Further, although the sub-gate itself is made of a polymer resin, a similar effect can be obtained even if the conventional iron surface is lined with a polymer resin.

<Example> An operation result when a sub-gate made of polyethylene resin having a shape as shown in FIG. 1 is attached at an angle θ = 50 °, and an operation result when the conventional high chromium cast iron liners 16 and 17 are used Is shown in Table 1. The result of this operation is a grate area of 210 m ²
This is the result of operating each of the DL type sintering machines for 3 days.

In this way, the use of the subgate according to the present invention has the great advantages of reducing the work load for cleaning the deposits on the back of the subgate and improving the yield by reducing uneven burning in the pallet width direction (returned ore generation ratio is reduced by 0.5 to 0.6%). It was

The polyethylene resin subgate according to the present invention does not wear so much and can be continuously used for 3 to 4 months, and there is no particular problem in maintenance.

<Advantages of Device> According to the lower subgate of the feed hopper according to the present invention, it is possible to prevent the adhered matter from adhering to the back of the subgate without using a special device.

As a result, when a sinter ore is produced by a Dwightroid type sinter, the work load is greatly reduced and the product yield is improved.

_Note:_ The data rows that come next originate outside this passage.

PR #328, opened 2024-09-23
fix: group size field validation when no limits are set

nikomakela:
PT-1772.

The group sizes can be left empty, especially when 1 group is set to fill the event. In those cases, the group size children and adult inputs should not validate themselves against the unset limits. The fields should only be required when the limits are not set.
image

### DIFF
--- a/src/domain/enrolment/enrolmentForm/ValidationSchema.tsx
+++ b/src/domain/enrolment/enrolmentForm/ValidationSchema.tsx
@@ -3,8 +3,8 @@ import * as Yup from 'yup';
 import { VALIDATION_MESSAGE_KEYS } from '../../app/forms/constants';
 
 type EnrolmentFormValidationSchemaProps = {
-  minGroupSize: number;
-  maxGroupSize: number;
+  minGroupSize?: number;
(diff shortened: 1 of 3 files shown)


src/domain/enrolment/enrolmentForm/ValidationSchema.tsx
```diff
@@ -55,10 +55,12 @@ export default function getValidationSchema({
           // The used validation error message will be the same for both the fields.
           // This is also preventing negative param.max to occur in validation.
           if (
-            !sizePair ||
-            sizePair < 0 ||
-            sizePair < minGroupSize ||
-            sizePair > maxGroupSize
+            minGroupSize &&
+            maxGroupSize &&
```
karisal-anders, line 59: Is it possible to define only `minGroupSize` or `maxGroupSize` but leave the other undefined? If that is possible, then should that case also be taken into account here?

karisal-anders (approved):
Please take a look at the comment I left, and whether we should handle the possible cases where only `minGroupSize` or `maxGroupSize` is defined, but not both. Looks ok to merge besides that, let's test more in test environment.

[Brief description of drawings]

1 is a front view, FIG. 1B is a side sectional view, FIG. 2 is a side view of mounting the subgate according to the invention, and FIG. 3 is a side view of the invention. FIG. 4 is a side sectional view for explaining the operation of the sub-gate, FIG. 4 is a characteristic diagram showing the relationship between material, (mounting) angle, and layer thickness change, and FIG.
FIG. 6 is a side view of the lower part of the feed hopper, FIG. 6 is a front view of FIG. 5, and FIGS. 7 (a) and 7 (b) are side sectional views of a conventional subgate. 1 ... Drum feeder, 2 ... Main gate, 3 ...
Sub-gate, 4 ... Feeding hopper, 5 ... Adhesive part, 6 ...
… Link mechanism, 7… Power cylinder, 8… Sloping chute, 9… Pallet, 10… Raw material layer thickness, 11
…… Discharged raw material, 12 …… Ultrasonic level meter, 16 …… Inverted L-shaped subgate, 17 …… Flat-shaped subgate, 18 …… Converged subgate, 19 …… The surface that connects the drum feeder center axis and the subgate tip surface , 20 …… Sub-gate bottom surface, H …… Drum feeder discharge raw material thickness, L …… Pallet raw material layer thickness, θ …… (Mounting) angle.

Claims (2)

[Scope of utility model registration request] 1. A subgate under a feed hopper of a Dwightroid type sintering machine, characterized in that the subgate is made of a polymer resin, or a polymer resin is lined on a surface of the subgate which contacts a sintering raw material. Sintering machine sub gate. 2. An angle θ between the surface connecting the drum feeder central axis and the sub gate tip and the lower surface of the sub gate tip is 30 to 30.
The sintering machine sub-gate according to claim 1, wherein the cross-section has a pre-drawn shape at 80 °.